▼

PR #608, opened 2021-02-03
Switch gshp cooling curve generated from more consistent rated conditions

yzhou601:
## Pull Request Description

The GSHP cooling performance coefficients in Tang's thesis are generated without using a standard rated condition, instead a rule of thumb is adopted where the largest capacity point is taken as rated. This caused inconsistency(large diff) compared with previous implementation. 
This PR summarized the work of regenerating the curve coefficients following Tang's approach and switched our workflow to use the new curve.

## Checklist

Not all may apply:


yzhou601:
image

@shorowit I am implementing the curve rated at 80F 1200cfm. Is this the optimal one we want to use?

shorowit:
> @shorowit I am implementing the curve rated at EWT: 80F AFR: 1200cfm. Is this the optimal one we want to use?

The results are so similar between 1200cfm and 975cfm that it doesn't matter match. What you've done seems fine.

yzhou601:
CI only shows diffs on test files with ground source heat pump, and the cooling energy usage is reduced compared to previous results, which is consistent with our observation from HEScore test file.

shorowit:
I just checked HEScore. Compared to master, cooling changes by < 0.5%. (With the previous Tang implementation, cooling changed by something like 84%.)

This looks good to me. Any reason not to merge?

yzhou601:
> I just checked HEScore. Compared to master, cooling changes by < 0.5%. (With the previous Tang implementation, cooling changed by something like 84%.)
> 
> This looks good to me. Any reason not to merge?

No, go ahead! 🚀

shorowit (approved):

PR #629, opened 2021-03-02
Fix multiple vented crawlspace/attic

yzhou601:
## Pull Request Description

Not all vented crawlspaces or vented attics are defaulted with an sla, which might cause error in further calculation (eg. hvac_sizing)

## Checklist

Not all may apply:


HPXMLtoOpenStudio/resources/hpxml_defaults.rb
```diff
@@ -230,40 +230,57 @@ def self.apply_infiltration(hpxml)
...
-    if vented_attic.vented_attic_sla.nil? && vented_attic.vented_attic_ach.nil?
-      vented_attic.vented_attic_sla = Airflow.get_default_vented_attic_sla()
+    vented_attics.each do |vented_attic|
+      next unless vented_attic.vented_attic_sla.nil? && vented_attic.vented_attic_ach.nil?
+      if not default_ach.nil? # ACH specified
+        vented_attic.vented_attic_ach = default_ach
+      else # Use SLA
+        vented_attic.vented_attic_sla = default_sla
+      end
       vented_attic.vented_attic_sla_isdefaulted = true
```
yzhou601, line 257: @shorowit If there's ach/sla specified in any attic, then other attics will be defaulted as the same ach/sla. Otherwise we call default sla method. In the first case, do we want the `vented_attic_sla_isdefaulted` to be true for attics except for the one that was explicitly specified?

shorowit: Hmm. I'm wondering if we should simplify these types of questions by changing EPvalidator to allow multiple ventilation rates (one per attic) to be specified, and then perform defaulting on a per-attic basis. Anywhere in our model (airflow.rb, hvac_sizing.rb), we'd simply use a floor-area-weighted average value. What do you think?

yzhou601: Sounds fair to me.

yzhou601: One question for vented attic, it seems both ach and sla inputs are allowed for vented attic (while only sla was requested in [hvac_sizing](https://github.com/NREL/OpenStudio-HPXML/blob/master/HPXMLtoOpenStudio/resources/hvac_sizing.rb#L2577-L2578), is this intended? Or is ach only possible in some specific cases?). So if there're multiple vented attics of which some are specifying ventilation rates in ach and some are in sla, and some are not specifying anything (defaulted). What do you think is a better way to average them? One possible approach is to convert them all into either sla or ach form then do averaging.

▲

### Exercise details
Word for word, return each of the entries.

### Response below
PR #608, opened 2021-02-03
Switch gshp cooling curve generated from more consistent rated conditions

yzhou601:
## Pull Request Description

The GSHP cooling performance coefficients in Tang's thesis are generated without using a standard rated condition, instead a rule of thumb is adopted where the largest capacity point is taken as rated. This caused inconsistency(large diff) compared with previous implementation. 
This PR summarized the work of regenerating the curve coefficients following Tang's approach and switched our workflow to use the new curve.

## Checklist

Not all may apply:


yzhou601:
image

@shorowit I am implementing the curve rated at 80F 1200cfm. Is this the optimal one we want to use?

shorowit:
> @shorowit I am implementing the curve rated at EWT: 80F AFR: 1200cfm. Is this the optimal one we want to use?

The results are so similar between 1200cfm and 975cfm that it doesn't matter match. What you've done seems fine.

yzhou601:
CI only shows diffs on test files with ground source heat pump, and the cooling energy usage is reduced compared to previous results, which is consistent with our observation from HEScore test file.

shorowit:
I just checked HEScore. Compared to master, cooling changes by < 0.5%. (With the previous Tang implementation, cooling changed by something like 84%.)

This looks good to me. Any reason not to merge?

yzhou601:
> I just checked HEScore. Compared to master, cooling changes by < 0.5%. (With the previous Tang implementation, cooling changed by something like 84%.)
> 
> This looks good to me. Any reason not to merge?

No, go ahead! 🚀

shorowit (approved):

PR #629, opened 2021-03-02
Fix multiple vented crawlspace/attic

yzhou601:
## Pull Request Description

Not all vented crawlspaces or vented attics are defaulted with an sla, which might cause error in further calculation (eg. hvac_sizing)

## Checklist

Not all may apply:


HPXMLtoOpenStudio/resources/hpxml_defaults.rb
```diff
@@ -230,40 +230,57 @@ def self.apply_infiltration(hpxml)
...
-    if vented_attic.vented_attic_sla.nil? && vented_attic.vented_attic_ach.nil?
-      vented_attic.vented_attic_sla = Airflow.get_default_vented_attic_sla()
+    vented_attics.each do |vented_attic|
+      next unless vented_attic.vented_attic_sla.nil? && vented_attic.vented_attic_ach.nil?
+      if not default_ach.nil? # ACH specified
+        vented_attic.vented_attic_ach = default_ach
+      else # Use SLA
+        vented_attic.vented_attic_sla = default_sla
+      end
       vented_attic.vented_attic_sla_isdefaulted = true
```
yzhou601, line 257: @shorowit If there's ach/sla specified in any attic, then other attics will be defaulted as the same ach/sla. Otherwise we call default sla method. In the first case, do we want the `vented_attic_sla_isdefaulted` to be true for attics except for the one that was explicitly specified?

shorowit: Hmm. I'm wondering if we should simplify these types of questions by changing EPvalidator to allow multiple ventilation rates (one per attic) to be specified, and then perform defaulting on a per-attic basis. Anywhere in our model (airflow.rb, hvac_sizing.rb), we'd simply use a floor-area-weighted average value. What do you think?

yzhou601: Sounds fair to me.

yzhou601: One question for vented attic, it seems both ach and sla inputs are allowed for vented attic (while only sla was requested in [hvac_sizing](https://github.com/NREL/OpenStudio-HPXML/blob/master/HPXMLtoOpenStudio/resources/hvac_sizing.rb#L2577-L2578), is this intended? Or is ach only possible in some specific cases?). So if there're multiple vented attics of which some are specifying ventilation rates in ach and some are in sla, and some are not specifying anything (defaulted). What do you think is a better way to average them? One possible approach is to convert them all into either sla or ach form then do averaging.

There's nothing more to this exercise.